- _What to do_
Search the listing for the word "will" and say how many lines have it, nothing besides.

- _Excerpted records_
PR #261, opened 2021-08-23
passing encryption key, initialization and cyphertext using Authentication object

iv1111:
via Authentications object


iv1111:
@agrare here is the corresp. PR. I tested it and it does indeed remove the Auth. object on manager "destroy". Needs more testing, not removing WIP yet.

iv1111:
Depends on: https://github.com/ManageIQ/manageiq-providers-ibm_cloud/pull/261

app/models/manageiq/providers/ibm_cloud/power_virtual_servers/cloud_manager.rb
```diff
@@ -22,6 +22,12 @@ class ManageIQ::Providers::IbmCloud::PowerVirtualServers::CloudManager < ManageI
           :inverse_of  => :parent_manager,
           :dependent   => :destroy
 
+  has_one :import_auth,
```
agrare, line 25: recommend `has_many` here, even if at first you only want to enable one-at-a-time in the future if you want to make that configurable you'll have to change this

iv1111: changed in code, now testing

...

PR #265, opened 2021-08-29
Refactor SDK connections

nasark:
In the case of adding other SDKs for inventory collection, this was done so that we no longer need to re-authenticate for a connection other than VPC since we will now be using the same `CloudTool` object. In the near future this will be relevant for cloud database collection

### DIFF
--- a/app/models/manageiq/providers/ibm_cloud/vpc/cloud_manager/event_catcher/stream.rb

==

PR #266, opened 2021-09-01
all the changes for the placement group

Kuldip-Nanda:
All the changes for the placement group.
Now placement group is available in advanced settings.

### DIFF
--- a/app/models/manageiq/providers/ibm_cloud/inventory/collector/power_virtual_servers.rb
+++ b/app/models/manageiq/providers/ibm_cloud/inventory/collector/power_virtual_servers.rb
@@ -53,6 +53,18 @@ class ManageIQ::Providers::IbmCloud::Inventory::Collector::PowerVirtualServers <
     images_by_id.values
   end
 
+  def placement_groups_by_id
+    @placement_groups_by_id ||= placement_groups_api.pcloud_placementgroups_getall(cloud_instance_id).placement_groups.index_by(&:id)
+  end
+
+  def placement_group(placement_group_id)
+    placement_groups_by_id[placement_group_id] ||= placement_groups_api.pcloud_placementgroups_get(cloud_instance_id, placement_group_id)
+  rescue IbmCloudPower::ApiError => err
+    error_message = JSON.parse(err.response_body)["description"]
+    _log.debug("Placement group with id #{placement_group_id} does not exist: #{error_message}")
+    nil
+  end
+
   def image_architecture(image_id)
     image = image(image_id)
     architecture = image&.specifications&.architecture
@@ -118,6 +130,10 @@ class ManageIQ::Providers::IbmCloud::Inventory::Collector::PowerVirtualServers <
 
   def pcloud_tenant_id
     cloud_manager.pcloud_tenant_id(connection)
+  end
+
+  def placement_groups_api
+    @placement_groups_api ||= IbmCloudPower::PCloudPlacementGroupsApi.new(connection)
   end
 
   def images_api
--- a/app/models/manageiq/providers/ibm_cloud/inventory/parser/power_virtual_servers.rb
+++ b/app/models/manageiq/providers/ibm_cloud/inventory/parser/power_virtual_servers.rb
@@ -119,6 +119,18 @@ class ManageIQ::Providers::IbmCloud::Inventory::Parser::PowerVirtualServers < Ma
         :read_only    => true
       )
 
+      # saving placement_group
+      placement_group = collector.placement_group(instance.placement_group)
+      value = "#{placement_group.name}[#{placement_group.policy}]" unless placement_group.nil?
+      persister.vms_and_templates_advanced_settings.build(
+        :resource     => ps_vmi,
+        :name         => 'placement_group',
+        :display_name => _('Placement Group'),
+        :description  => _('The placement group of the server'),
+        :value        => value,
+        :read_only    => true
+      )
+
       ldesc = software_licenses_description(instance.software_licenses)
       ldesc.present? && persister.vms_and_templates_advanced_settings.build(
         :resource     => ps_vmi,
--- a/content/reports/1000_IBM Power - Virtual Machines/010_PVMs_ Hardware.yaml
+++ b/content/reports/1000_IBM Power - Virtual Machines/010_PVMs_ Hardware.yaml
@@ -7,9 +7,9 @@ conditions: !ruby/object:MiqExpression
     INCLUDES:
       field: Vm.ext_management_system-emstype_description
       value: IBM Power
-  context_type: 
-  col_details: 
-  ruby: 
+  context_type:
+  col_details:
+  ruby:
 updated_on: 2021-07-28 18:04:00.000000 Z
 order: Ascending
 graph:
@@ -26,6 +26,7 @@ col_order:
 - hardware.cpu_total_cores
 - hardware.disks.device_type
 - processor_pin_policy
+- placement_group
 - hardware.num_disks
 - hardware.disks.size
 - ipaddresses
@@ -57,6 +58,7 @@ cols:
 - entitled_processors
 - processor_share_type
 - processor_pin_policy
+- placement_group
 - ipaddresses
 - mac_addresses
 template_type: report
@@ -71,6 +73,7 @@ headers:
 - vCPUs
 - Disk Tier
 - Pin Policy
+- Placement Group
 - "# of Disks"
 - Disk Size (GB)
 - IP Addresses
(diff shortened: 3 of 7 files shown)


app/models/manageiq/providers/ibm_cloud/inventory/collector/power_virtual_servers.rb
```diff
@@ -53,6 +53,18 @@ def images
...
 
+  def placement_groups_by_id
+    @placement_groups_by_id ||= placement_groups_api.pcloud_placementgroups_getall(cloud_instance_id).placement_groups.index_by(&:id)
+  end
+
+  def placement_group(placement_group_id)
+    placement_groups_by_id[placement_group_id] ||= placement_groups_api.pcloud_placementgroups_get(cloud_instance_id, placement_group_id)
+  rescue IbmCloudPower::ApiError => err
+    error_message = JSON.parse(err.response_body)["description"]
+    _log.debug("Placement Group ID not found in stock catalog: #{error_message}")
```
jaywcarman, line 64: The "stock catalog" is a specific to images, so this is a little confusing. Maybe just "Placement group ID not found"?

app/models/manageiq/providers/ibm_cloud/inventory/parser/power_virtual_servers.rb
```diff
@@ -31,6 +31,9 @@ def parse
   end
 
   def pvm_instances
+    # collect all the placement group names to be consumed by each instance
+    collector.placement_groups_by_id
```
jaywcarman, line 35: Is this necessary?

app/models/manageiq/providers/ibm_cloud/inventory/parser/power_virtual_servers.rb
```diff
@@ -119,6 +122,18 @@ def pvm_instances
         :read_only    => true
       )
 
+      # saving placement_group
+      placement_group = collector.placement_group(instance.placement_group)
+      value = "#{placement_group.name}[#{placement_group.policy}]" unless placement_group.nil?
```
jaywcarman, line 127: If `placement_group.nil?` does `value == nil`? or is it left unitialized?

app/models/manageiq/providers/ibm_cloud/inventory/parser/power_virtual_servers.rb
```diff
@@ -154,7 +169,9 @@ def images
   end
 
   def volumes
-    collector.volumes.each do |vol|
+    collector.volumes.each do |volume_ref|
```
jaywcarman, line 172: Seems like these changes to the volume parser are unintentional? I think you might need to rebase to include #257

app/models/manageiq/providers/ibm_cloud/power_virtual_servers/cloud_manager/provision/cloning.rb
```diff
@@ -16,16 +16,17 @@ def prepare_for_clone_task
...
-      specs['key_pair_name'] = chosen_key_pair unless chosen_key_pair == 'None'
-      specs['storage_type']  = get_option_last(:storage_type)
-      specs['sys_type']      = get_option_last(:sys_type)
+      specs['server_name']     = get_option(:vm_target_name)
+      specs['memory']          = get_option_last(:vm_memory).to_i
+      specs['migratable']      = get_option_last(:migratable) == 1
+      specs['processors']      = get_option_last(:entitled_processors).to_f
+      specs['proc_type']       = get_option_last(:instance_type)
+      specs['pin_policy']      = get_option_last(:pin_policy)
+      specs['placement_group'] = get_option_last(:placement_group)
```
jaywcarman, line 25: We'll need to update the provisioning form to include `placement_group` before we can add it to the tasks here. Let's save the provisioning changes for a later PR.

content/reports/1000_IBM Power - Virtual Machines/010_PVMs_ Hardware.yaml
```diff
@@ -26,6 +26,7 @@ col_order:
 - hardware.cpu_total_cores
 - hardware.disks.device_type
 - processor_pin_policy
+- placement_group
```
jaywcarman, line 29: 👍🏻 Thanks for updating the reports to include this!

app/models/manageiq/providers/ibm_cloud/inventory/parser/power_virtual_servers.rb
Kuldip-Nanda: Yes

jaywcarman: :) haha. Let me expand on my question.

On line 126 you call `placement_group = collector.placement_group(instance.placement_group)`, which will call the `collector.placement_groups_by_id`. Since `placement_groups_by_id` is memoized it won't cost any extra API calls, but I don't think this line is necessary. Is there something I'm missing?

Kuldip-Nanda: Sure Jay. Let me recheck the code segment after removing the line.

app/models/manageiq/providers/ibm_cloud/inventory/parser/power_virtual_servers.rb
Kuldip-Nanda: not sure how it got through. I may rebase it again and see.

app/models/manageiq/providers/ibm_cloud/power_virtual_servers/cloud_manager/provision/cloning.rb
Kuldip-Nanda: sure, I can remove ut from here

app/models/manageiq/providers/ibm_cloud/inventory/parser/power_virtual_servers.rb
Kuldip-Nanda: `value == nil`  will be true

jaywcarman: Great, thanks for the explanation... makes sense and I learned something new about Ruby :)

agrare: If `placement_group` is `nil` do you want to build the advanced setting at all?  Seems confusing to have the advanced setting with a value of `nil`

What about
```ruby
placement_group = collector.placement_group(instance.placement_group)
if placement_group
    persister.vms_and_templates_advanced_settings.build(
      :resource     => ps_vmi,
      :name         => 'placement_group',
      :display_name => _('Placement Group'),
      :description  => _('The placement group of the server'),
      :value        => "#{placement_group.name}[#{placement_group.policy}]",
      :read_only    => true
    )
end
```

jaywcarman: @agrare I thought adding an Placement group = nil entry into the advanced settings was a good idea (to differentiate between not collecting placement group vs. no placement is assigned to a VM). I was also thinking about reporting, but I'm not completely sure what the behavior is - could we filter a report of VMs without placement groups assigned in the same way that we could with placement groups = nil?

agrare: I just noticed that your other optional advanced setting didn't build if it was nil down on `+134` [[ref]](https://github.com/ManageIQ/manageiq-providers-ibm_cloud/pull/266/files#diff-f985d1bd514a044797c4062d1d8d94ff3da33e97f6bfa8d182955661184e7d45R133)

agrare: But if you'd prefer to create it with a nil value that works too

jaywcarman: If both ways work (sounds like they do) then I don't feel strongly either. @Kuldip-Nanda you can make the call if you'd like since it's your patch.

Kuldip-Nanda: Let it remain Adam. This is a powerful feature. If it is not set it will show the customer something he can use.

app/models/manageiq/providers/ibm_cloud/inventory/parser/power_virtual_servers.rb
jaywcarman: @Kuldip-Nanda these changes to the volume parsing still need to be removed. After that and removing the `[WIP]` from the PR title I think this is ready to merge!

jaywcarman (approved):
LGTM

- _Your response_
4